WORK REQUEST: Filter the listing below, copying every line in which the word "zero" appears.

----------------

PR #200, opened 2021-09-09
testing sql linter workflow.

TimothyStiles:

PR #208, opened 2021-09-15
Updated synthesisFixer to not use SQL.

Koeng101:
This push updates the synthesis fixer to not use SQL, but rather just use raw Golang. Should make troubleshooting easier.

Fixed 3 bugs in the example files:
* GGGCCC should fix to GGGCCA, not GGACCC, given its codon table
* repeat finder function should fix more of the repeat
* example_basic wasn't computing with a real file, so optimization table was set to zero. Now uses a real table

All other tests are passing.


Koeng101:
Also increases performance from 98053522 ns/op to 42113466 ns/op, a 2.3x speedup

Koeng101:
Closes #200

synthesis/synthesis.go
```diff
@@ -260,76 +178,60 @@ func FixCds(sqlitePath string, sequence string, codontable codon.Table, problema
...
+						atBiasMap[codon.Triplet] = append(atBiasMap[codon.Triplet], toCodon.Triplet)
 					case codonBias < toCodonBias:
-						tx.MustExec(`INSERT INTO codonbias(fromcodon, tocodon, gcbias) VALUES (?, ?, ?)`, codon.Triplet, toCodon.Triplet, "GC")
+						gcBiasMap[codon.Triplet] = append(gcBiasMap[codon.Triplet], toCodon.Triplet)
 					}
+					naBiasMap[codon.Triplet] = append(naBiasMap[codon.Triplet], toCodon.Triplet)
 				}
 			}
 		}
 		if aminoAcidTotal == 0 {
```
TimothyStiles, line 190: What is this conditional for?

synthesis/synthesis.go
```diff
@@ -260,76 +178,60 @@ func FixCds(sqlitePath string, sequence string, codontable codon.Table, problema
...
-			tx.MustExec(`INSERT INTO weights(codon, weight) VALUES (?,?)`, codon.Triplet, normalizedCodonWeight)
+			weightMap[codon.Triplet] = normalizedCodonWeight
 		}
 	}
 
-	err := tx.Commit()
-	if err != nil {
-		return sequence, []Change{}, err
+	// Build historical map
+	pos := 0
```
TimothyStiles, line 206: Should this be `position`?

synthesis/synthesis.go
```diff
@@ -260,76 +178,60 @@ func FixCds(sqlitePath string, sequence string, codontable codon.Table, problema
...
-	for i := 1; i < fixIterations; i++ {
+	getSequence := func(history map[int][]string) string {
+		var sequence string
+		for codonPosition := 0; codonPosition < len(history); codonPosition++ {
+			sequence = sequence + history[codonPosition][len(history[codonPosition])-1]
+		}
+		return sequence
+	}
+	var changes []Change
+	for step := 1; step < fixIterations; step++ {
```
TimothyStiles, line 224: What are the steps here? What is this for loop doing compared to the last?

synthesis/synthesis.go
```diff
@@ -260,76 +178,60 @@ func FixCds(sqlitePath string, sequence string, codontable codon.Table, problema
...
-					FROM   history AS h
-					       JOIN suggestedfix AS sf
-					         ON sf.id = h.suggestedfix
-					WHERE  h.suggestedfix IS NOT NULL
-					ORDER  BY h.step,
-					          h.pos 
-					`
-			_ = db.Select(&changes, getChangesSQL)
+			// Sort changes by step and position
+			sort.Slice(changes, func(i, j int) bool {
```
TimothyStiles, line 229: Could you name these lamba variables some other than `i` and `j`?

synthesis/synthesis.go
```diff
@@ -342,78 +244,66 @@ func FixCds(sqlitePath string, sequence string, codontable codon.Table, problema
...
-		               AND s.pos <= ?
-		               AND h.codon != cb.tocodon) AS t
-			LEFT JOIN (SELECT codon, pos FROM history WHERE pos >= ? AND pos <= ?) AS his ON t.codon = his.codon AND t.pos = his.pos
-					WHERE his.codon IS NULL
-					ORDER  BY t.step DESC, t.weight DESC) as t
-		GROUP  BY t.pos
-		LIMIT  ?; `
+			// For each suggestion, range between the values
+			var potentialChanges []Change
+			for positionSelector := suggestion.Start; positionSelector <= suggestion.End; positionSelector++ {
```
TimothyStiles, line 250: Better commenting for this control flow. Comments should make this easy to read at a glance.

synthesis/synthesis.go
```diff
@@ -342,78 +244,66 @@ func FixCds(sqlitePath string, sequence string, codontable codon.Table, problema
...
+					}
+				case "AT":
+					for _, potentialCodon := range atBiasMap[lastCodon] {
+						if _, ok := unavailableCodons[potentialCodon]; !ok {
+							potentialChanges = append(potentialChanges, Change{positionSelector, step, lastCodon, potentialCodon, suggestion.SuggestionType})
+						}
+					}
+				}
+			}
+			// Sort changes
```
TimothyStiles, line 278: What changes are we sorting?

TimothyStiles (changes requested):
This pull request is beautiful. In general it needs some better commenting so that people can skim through control flow and know what's going on. FixCDS should also have an in-depth comment that describes why this function and exists and how it works to do the thing.

Some variable name stuff as always but I liek dis @Koeng101.

synthesis/synthesis.go
Koeng101: Idiomatic go https://pkg.go.dev/sort#Slice

synthesis/synthesis.go
Koeng101: Cant divide by 0

Koeng101:
@TimothyStiles I added some more description of how to use into the docs. Fully describing the FixCds somewhat feels off to me to the basic user - most users probably shouldn't be using it (lambdas and shit). FixCdsSimple should be what they're using. Perhaps a better description for developers?

TimothyStiles:
@Koeng101 100% should have a better explanation for developers. I doubt biologists are going to go beyond FixCdsSimple but it's just not clear what sort of operations you're doing and why.

synthesis/synthesis.go
```diff
@@ -162,94 +154,23 @@ func findProblems(sequence string, problematicSequenceFuncs []func(string, chan
 // FixCds fixes a CDS given the CDS sequence, a codon table, a list of
 // functions to solve for, and a number of iterations to attempt fixing.
 // 10 iterations is a reasonable default for fixIterations.
-func FixCds(sqlitePath string, sequence string, codontable codon.Table, problematicSequenceFuncs []func(string, chan DnaSuggestion, *sync.WaitGroup), fixIterations int) (string, []Change, error) {
+func FixCds(sequence string, codontable codon.Table, problematicSequenceFuncs []func(string, chan DnaSuggestion, *sync.WaitGroup), fixIterations int) (string, []Change, error) {
```
TimothyStiles, line 157: Should include some reference to FixCds simple for users that don't want to muck with details. Will save us time answering questions in long run.

synthesis/synthesis.go
```diff
@@ -162,94 +154,23 @@ func findProblems(sequence string, problematicSequenceFuncs []func(string, chan
...
+	// We have a historical map, a relative weight map, and a potential changes map.
+	historicalMap := make(map[int][]string)
+	weightMap := make(map[string]float64)
+	naBiasMap := make(map[string][]string)
+	gcBiasMap := make(map[string][]string)
+	atBiasMap := make(map[string][]string)
+
+	// Build historical maps and full amino acid weights
+	aminoAcidWeightTable := make(map[string]int)
 	for _, aminoAcid := range codontable.AminoAcids {
```
TimothyStiles, line 174: These triple nested for loops need line by line comments to explain what's happening.

synthesis/synthesis.go
```diff
@@ -260,76 +181,61 @@ func FixCds(sqlitePath string, sequence string, codontable codon.Table, problema
...
+						atBiasMap[codon.Triplet] = append(atBiasMap[codon.Triplet], toCodon.Triplet)
 					case codonBias < toCodonBias:
-						tx.MustExec(`INSERT INTO codonbias(fromcodon, tocodon, gcbias) VALUES (?, ?, ?)`, codon.Triplet, toCodon.Triplet, "GC")
+						gcBiasMap[codon.Triplet] = append(gcBiasMap[codon.Triplet], toCodon.Triplet)
 					}
+					naBiasMap[codon.Triplet] = append(naBiasMap[codon.Triplet], toCodon.Triplet)
 				}
 			}
 		}
+		// aminoAcidTotal can't equal zero or else division later will panic
```
TimothyStiles, line 193: What does aminoAcidTotal do though? Where is it used and how?

synthesis/synthesis.go
```diff
@@ -260,76 +181,61 @@ func FixCds(sqlitePath string, sequence string, codontable codon.Table, problema
...
-	for codonPosition := 0; codonPosition < len(sequence); codonPosition = codonPosition + codonLength {
-		codon := sequence[codonPosition : codonPosition+codonLength]
-		tx.MustExec(`INSERT INTO seq(pos) VALUES (?)`, pos)
-		tx.MustExec(`INSERT INTO history(pos, codon, step) VALUES (?, ?, 0)`, pos, codon)
-		pos++
+		aminoAcidWeightTable[aminoAcid.Letter] = aminoAcidTotal
 	}
 
+	// Build weight map
 	for _, aminoAcid := range codontable.AminoAcids {
```
TimothyStiles, line 201: "Cycle through every possible amino acid."

synthesis/synthesis.go
```diff
@@ -260,76 +181,61 @@ func FixCds(sqlitePath string, sequence string, codontable codon.Table, problema
...
 		for _, codon := range aminoAcid.Codons {
```
TimothyStiles, line 202: "For each codon related to said amino acid get the normalized codon weight ratio and add it to the weight map."

synthesis/synthesis.go
```diff
@@ -260,76 +181,61 @@ func FixCds(sqlitePath string, sequence string, codontable codon.Table, problema
...
 			normalizedCodonWeight := 100 * codonWeightRatio
-			tx.MustExec(`INSERT INTO weights(codon, weight) VALUES (?,?)`, codon.Triplet, normalizedCodonWeight)
+			weightMap[codon.Triplet] = normalizedCodonWeight
 		}
 	}
 
-	err := tx.Commit()
-	if err != nil {
-		return sequence, []Change{}, err
+	// Build historical map
```
TimothyStiles, line 209: What does the historical map do?

synthesis/synthesis.go
```diff
@@ -260,76 +181,61 @@ func FixCds(sqlitePath string, sequence string, codontable codon.Table, problema
...
 	}
 
 	// For a maximum of 100 iterations, see if we can do better. Usually sequences will be solved within 1-3 rounds,
 	// so 100 just effectively acts as the max cap for iterations. Once you get to 100, you pretty much know that
 	// we cannot fix the sequence.
-	for i := 1; i < fixIterations; i++ {
+	getSequence := func(history map[int][]string) string {
+		var sequence string
+		for codonPosition := 0; codonPosition < len(history); codonPosition++ {
+			sequence = sequence + history[codonPosition][len(history[codonPosition])-1]
```
TimothyStiles, line 223: Lot of messy indexing and inline arithmetic here. Find a more verbose way of expression that is easier to read.

synthesis/synthesis.go
```diff
@@ -342,78 +248,67 @@ func FixCds(sqlitePath string, sequence string, codontable codon.Table, problema
...
 			}
-			// First, let's insert the suggestions that we found using our problematicSequenceFuncs
-			_, err := db.Exec(`INSERT INTO suggestedfix(step, start, end, gcbias, quantityfixes, suggestiontype) VALUES (?, ?, ?, ?, ?, ?)`, i, suggestion.Start, suggestion.End, suggestion.Bias, suggestion.QuantityFixes, suggestion.SuggestionType)
-			if err != nil {
-				return sequence, []Change{}, fmt.Errorf("Failed to insert suggestedfix (does start+end point to valid parts of the amino acid sequence?). Got SQL error: %s", err)
+
+			// For each suggestion, get a list of potential changes that could fix the problem.
+			var potentialChanges []Change
+			for positionSelector := suggestion.Start; positionSelector <= suggestion.End; positionSelector++ {
+				lastCodon := historicalMap[positionSelector][len(historicalMap[positionSelector])-1]
```
TimothyStiles, line 255: Messy inline arithmetic. Expand.

synthesis/synthesis.go
```diff
@@ -342,78 +248,67 @@ func FixCds(sqlitePath string, sequence string, codontable codon.Table, problema
...
+				unavailableCodons := make(map[string]bool)
+				for _, codonSite := range historicalMap[positionSelector] {
+					unavailableCodons[codonSite] = true
+				}
+				// We will take new potential changes from the respective bias map, given the suggestion bias.
+				switch suggestion.Bias {
+				case "NA":
+					for _, potentialCodon := range naBiasMap[lastCodon] {
```
TimothyStiles, line 263: A lot of repeat control flow here. Consider making a callable helper function instead of copy and pasting.

synthesis/synthesis.go
```diff
@@ -342,78 +248,67 @@ func FixCds(sqlitePath string, sequence string, codontable codon.Table, problema
...
 
-	var changes []Change
-	_ = db.Select(&changes, `SELECT h.pos AS position, h.step AS step, (SELECT codon FROM history WHERE pos = h.pos AND step = h.step-1 LIMIT 1) AS codonfrom, h.codon AS codonto, sf.suggestiontype AS reason FROM history AS h JOIN suggestedfix AS sf ON sf.id = h.suggestedfix WHERE h.suggestedfix IS NOT NULL ORDER BY h.step, h.pos`)
+			// Make sure we have enough sorted changes after sorting/removal
+			if len(sortedChanges) < suggestion.QuantityFixes {
+				return sequence, []Change{}, fmt.Errorf("Too many fixes required. Number of potential fixes: %d , number of required fixes: %d", len(potentialChanges), suggestion.QuantityFixes)
+			}
+			targetChanges := sortedChanges[:suggestion.QuantityFixes]
 
+			// Update historical map, changes, and sequence
```
TimothyStiles, line 304: What does the historical map do?

TimothyStiles (changes requested):
More comments and refactoring of control flow necessary but this is starting to look pretty good.

synthesis/synthesis.go
Koeng101: I'll one up ya - how about a less verbose expression that is easier to read? Ie, use `i` instead of `codonPosition`.

This is essentially the golang equivalent of python's `my_list[-1]`, and tbh I think this "inline arithmetic" should be fairly clear.

synthesis/synthesis.go
Koeng101: It's not even arithmetic, It's just selecting the last element of a list

synthesis/synthesis.go
Koeng101: Yea, [it'd be a shame if some users](https://github.com/TimothyStiles/poly/blob/cfe26e05c3cac061452211ecccf14427230f397b/synthesis/synthesis.go#L10-L12) didn't read the docs. Will add.

synthesis/synthesis.go
Koeng101: > Where is it used and how
`/aminoAcidTotal` for vim users or `ctrl+f aminoAcidTotal` for normies

synthesis/synthesis.go
Koeng101: That's kinda what the code says already?

synthesis/synthesis.go
Koeng101: We're not training kids to read golang, they can see that we're ranging through amino acids and codons cause its right there, in fewer words than the comment. Will add the thing about adding to weight map.

synthesis/synthesis.go
Koeng101: Added

synthesis/synthesis.go
Koeng101: Fixed!

Koeng101:
Fixed @TimothyStiles !

Koeng101:
I removed the need for a magic number in the `findProblems` function. Probably out of scope for PR, but a nice addition I thought you might like.

TimothyStiles:
MERGED

TimothyStiles:
@Koeng101 think you could add an example test for FixCDS in a new PR?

----------------

SOLUTION FOR THIS EXERCISE:
* example_basic wasn't computing with a real file, so optimization table was set to zero. Now uses a real table
+		// aminoAcidTotal can't equal zero or else division later will panic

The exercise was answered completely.